A method was presented which consists in identifying virtual choreographies as sets of behaviors within a broader context, by combining three sources of data—observations, meters, and computer logs—so that here can obtain more contextualized results regarding users’ final consumption, thus enabling the creation of new methodological approaches that help solve the problem identified by Berges et al. 
. These choreographies can be assessed as targets for behavioral change by analysing their energy consumption impact and their potential for successful behavior change. If only isolated actions were used as an analysis parameter, behavior change success would be erratic because there would be no distinction, for example, between leaving the computer for a short while for nature’s call or leaving it for longer periods (e.g., lunchtime). This lack of contextual meaning would result in less targeted efforts. Moreover, the awareness of actual energy consumption impact by choreography instead of individual actions enables prioritization of behavior-change efforts, towards those with the greatest impact potential in energy consumption.
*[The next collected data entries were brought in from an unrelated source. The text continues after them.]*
PR #735, opened 2022-07-07
Referential Actions Enum Class

### LINKED ISSUE #724: ForeignKeyViolationError in CASCADE clear() method
**Describe the bug:**
When I try to CASCADE delete relational models.

**To Reproduce:**
```python
# Models
import ormar
from uuid import UUID, uuid4

class A(ormar.Model):
    id: UUID = ormar.UUID(uuid_format="string", primary_key=True, default=uuid4)
    name: str = ormar.String(max_length=64, nullalbe=False)

class B(ormar.Model):
    id: UUID = ormar.UUID(uuid_format="string", primary_key=True, default=uuid4)
    name: str = ormar.String(max_length=64, nullalbe=False)
    a: A = ormar.ForeignKey(to=A)

class C(ormar.Model):
    id: UUID = ormar.UUID(uuid_format="string", primary_key=True, default=uuid4)
    name: str = ormar.String(max_length=64, nullalbe=False)
    b: B = ormar.ForeignKey(to=B)

# QuerySet
# (a is an object from A model class.)
>>> await a.bs.clear(keep_reversed=False)
~/Desktop/MyProject/venv/lib/python3.10/site-packages/asyncpg/protocol/protocol.pyx in bind_execute()

ForeignKeyViolationError: update or delete on table "bs" violates foreign key constraint "fk_cs_bs_id_b" on table "cs"
DETAIL:  Key (id)=(592c8bd6-6796-48d0-9158-fe1fcd0cfd57) is still referenced from table "cs".
```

The proposed method makes it possible to identify behaviors with a richer semantic context (differentiating going out to lunch from going out to a meeting, for example), which allows for greater clarity in identifying the incentives to be generated for each action detected. Moreover, by associating each behavior with the effect on the target variable that is intended to be affected (in this case, energy consumption), here can identify the behaviors whose change is most effective, thus reducing the potential to generate contradictory incentives.
In the specific case under study, which aimed to identify the behaviors related to the energy consumption of users in office buildings, five of the actions studied were identified as actions that users usually perform and that can be subject to behavioral change, thus generating a reduction in energy consumption. In this sense, a direct implication of this methodology of identifying behaviors that could be changed was relevant for the design of a gamified mobile application aimed at reducing energy consumption in offices.